→ TO DO: Please go line by line through the material and copy each one containing the word "cmap".

··· DATA TO EXAMINE

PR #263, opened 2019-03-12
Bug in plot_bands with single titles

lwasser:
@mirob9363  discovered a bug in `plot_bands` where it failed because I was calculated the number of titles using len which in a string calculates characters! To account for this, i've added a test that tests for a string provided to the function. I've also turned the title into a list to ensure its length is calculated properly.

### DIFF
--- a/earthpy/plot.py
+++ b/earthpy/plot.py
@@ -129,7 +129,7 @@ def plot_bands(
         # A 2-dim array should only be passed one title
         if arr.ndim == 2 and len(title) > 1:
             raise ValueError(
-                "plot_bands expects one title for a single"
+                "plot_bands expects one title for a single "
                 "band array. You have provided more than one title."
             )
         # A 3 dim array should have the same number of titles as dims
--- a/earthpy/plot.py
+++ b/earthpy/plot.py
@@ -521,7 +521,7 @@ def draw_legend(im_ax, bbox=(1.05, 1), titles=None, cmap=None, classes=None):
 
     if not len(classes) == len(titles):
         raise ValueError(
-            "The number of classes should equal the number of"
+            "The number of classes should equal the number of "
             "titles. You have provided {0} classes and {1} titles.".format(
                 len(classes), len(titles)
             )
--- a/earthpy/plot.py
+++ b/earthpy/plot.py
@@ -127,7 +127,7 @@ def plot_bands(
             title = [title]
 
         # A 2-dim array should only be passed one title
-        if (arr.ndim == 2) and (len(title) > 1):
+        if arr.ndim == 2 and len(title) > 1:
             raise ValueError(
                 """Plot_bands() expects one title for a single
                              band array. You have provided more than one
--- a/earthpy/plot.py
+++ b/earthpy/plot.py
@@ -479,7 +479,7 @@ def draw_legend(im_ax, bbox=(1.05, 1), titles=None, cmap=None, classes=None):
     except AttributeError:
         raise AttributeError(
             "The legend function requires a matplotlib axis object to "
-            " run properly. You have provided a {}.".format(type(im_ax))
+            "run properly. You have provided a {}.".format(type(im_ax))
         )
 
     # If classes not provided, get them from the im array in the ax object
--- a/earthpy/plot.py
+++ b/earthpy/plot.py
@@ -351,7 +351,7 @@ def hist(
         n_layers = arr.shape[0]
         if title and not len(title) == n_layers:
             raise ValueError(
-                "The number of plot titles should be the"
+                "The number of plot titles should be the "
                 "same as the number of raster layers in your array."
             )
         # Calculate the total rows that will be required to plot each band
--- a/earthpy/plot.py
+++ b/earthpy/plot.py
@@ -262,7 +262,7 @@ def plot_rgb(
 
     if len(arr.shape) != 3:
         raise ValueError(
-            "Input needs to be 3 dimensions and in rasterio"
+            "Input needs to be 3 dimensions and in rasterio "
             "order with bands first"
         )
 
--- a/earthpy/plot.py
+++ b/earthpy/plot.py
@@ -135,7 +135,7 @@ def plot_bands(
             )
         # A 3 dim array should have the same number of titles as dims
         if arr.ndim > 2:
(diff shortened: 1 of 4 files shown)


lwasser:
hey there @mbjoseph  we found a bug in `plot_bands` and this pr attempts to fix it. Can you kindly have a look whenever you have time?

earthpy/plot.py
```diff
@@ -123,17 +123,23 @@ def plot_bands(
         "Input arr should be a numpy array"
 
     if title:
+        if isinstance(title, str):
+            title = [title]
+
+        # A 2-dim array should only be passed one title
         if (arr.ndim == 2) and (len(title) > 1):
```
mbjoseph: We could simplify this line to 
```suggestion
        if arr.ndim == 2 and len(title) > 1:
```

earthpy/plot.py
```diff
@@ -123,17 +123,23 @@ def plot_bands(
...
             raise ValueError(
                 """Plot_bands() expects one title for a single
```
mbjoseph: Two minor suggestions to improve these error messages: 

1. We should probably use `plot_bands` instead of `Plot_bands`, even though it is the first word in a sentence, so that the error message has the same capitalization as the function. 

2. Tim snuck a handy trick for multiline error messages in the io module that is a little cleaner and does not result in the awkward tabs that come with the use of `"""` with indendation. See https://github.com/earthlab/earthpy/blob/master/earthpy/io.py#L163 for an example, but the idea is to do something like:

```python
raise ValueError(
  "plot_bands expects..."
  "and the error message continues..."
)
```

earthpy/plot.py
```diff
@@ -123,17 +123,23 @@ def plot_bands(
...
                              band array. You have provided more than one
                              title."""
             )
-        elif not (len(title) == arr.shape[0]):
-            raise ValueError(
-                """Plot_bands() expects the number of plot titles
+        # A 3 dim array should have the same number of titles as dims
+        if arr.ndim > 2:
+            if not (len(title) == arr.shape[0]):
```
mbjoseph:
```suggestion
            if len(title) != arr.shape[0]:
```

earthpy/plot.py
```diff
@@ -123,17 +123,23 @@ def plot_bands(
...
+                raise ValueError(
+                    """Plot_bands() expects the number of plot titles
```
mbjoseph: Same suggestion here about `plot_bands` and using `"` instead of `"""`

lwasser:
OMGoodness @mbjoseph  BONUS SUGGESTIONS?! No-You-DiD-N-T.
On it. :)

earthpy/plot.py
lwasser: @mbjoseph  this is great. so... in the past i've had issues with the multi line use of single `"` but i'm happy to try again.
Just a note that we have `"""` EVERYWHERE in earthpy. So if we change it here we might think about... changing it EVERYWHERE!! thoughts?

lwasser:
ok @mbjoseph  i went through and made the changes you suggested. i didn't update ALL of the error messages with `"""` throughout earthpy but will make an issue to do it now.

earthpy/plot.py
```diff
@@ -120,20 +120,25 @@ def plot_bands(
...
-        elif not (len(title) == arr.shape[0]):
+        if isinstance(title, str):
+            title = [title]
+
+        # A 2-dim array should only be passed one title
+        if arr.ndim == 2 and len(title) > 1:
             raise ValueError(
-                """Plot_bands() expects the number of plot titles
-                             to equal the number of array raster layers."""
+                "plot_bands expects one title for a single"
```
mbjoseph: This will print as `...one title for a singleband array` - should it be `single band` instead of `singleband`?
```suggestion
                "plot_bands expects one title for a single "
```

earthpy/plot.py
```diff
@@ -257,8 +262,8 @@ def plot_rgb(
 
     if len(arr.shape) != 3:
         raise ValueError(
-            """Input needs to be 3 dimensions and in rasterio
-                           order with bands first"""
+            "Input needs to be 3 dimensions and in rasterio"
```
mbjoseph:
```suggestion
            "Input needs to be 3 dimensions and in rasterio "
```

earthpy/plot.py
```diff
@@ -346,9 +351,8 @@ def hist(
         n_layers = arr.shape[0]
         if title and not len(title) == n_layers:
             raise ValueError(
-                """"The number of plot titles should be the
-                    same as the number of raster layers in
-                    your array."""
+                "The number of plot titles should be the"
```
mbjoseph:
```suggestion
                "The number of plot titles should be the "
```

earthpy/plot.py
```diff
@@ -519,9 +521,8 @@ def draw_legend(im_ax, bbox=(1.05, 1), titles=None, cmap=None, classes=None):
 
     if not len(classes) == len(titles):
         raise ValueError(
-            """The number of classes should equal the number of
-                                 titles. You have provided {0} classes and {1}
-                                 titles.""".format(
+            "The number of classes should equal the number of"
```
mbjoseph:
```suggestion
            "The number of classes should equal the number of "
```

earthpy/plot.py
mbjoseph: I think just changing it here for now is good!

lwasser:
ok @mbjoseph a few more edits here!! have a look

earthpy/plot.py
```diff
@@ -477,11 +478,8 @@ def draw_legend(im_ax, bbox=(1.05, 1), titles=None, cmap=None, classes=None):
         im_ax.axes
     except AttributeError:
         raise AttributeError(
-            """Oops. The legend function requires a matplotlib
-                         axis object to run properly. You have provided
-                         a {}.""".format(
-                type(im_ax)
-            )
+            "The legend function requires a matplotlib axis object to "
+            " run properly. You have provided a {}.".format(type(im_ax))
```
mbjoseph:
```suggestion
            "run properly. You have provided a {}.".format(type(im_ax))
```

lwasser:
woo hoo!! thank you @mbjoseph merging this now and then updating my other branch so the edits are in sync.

······

→ RESPONSE BELOW:
@@ -521,7 +521,7 @@ def draw_legend(im_ax, bbox=(1.05, 1), titles=None, cmap=None, classes=None):
@@ -479,7 +479,7 @@ def draw_legend(im_ax, bbox=(1.05, 1), titles=None, cmap=None, classes=None):
@@ -519,9 +521,8 @@ def draw_legend(im_ax, bbox=(1.05, 1), titles=None, cmap=None, classes=None):
@@ -477,11 +478,8 @@ def draw_legend(im_ax, bbox=(1.05, 1), titles=None, cmap=None, classes=None):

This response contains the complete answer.